### Problem description
Number of lines below with the word "project": state it and write nothing more.

━━━━━ Dataset extract

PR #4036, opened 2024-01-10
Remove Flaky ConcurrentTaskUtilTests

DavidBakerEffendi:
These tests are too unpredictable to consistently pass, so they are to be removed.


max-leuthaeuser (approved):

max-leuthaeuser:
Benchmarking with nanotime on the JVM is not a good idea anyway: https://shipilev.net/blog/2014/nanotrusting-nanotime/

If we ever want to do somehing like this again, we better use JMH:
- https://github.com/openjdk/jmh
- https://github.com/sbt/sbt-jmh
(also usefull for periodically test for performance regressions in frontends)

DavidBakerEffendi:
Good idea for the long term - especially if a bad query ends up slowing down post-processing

━━━━━━━━━━
━━━━━ Dataset extract

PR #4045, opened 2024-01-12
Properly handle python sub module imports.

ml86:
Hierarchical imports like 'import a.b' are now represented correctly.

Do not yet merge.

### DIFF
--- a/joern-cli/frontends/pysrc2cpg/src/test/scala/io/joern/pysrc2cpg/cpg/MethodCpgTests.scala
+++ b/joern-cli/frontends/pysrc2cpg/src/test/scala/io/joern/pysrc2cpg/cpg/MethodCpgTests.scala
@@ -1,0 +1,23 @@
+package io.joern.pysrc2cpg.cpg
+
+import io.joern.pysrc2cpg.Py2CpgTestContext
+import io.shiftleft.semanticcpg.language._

━━━━━━━━━━
━━━━━ Dataset extract

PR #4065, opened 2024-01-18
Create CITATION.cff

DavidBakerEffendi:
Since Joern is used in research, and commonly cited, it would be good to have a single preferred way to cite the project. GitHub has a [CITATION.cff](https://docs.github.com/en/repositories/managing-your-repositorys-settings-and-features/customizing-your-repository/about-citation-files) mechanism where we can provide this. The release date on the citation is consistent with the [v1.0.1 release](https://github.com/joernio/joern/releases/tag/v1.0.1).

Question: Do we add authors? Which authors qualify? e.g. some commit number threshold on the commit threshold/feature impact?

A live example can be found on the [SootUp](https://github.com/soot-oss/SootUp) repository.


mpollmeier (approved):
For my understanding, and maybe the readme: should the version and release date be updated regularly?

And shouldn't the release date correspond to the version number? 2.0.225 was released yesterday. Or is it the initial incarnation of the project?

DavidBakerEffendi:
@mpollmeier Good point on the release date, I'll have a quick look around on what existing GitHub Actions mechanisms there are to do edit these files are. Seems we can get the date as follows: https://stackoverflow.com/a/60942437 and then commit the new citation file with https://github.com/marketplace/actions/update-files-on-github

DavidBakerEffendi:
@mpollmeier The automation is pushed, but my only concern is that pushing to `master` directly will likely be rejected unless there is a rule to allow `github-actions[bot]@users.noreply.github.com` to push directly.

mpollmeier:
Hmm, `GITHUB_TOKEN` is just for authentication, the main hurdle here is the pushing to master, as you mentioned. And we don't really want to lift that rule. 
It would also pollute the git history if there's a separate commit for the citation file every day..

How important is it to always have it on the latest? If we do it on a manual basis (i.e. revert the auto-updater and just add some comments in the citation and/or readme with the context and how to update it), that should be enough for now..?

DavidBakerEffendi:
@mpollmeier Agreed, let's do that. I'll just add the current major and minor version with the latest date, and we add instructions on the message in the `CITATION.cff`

━━━━━━━━━━

### Answer to the exercise
2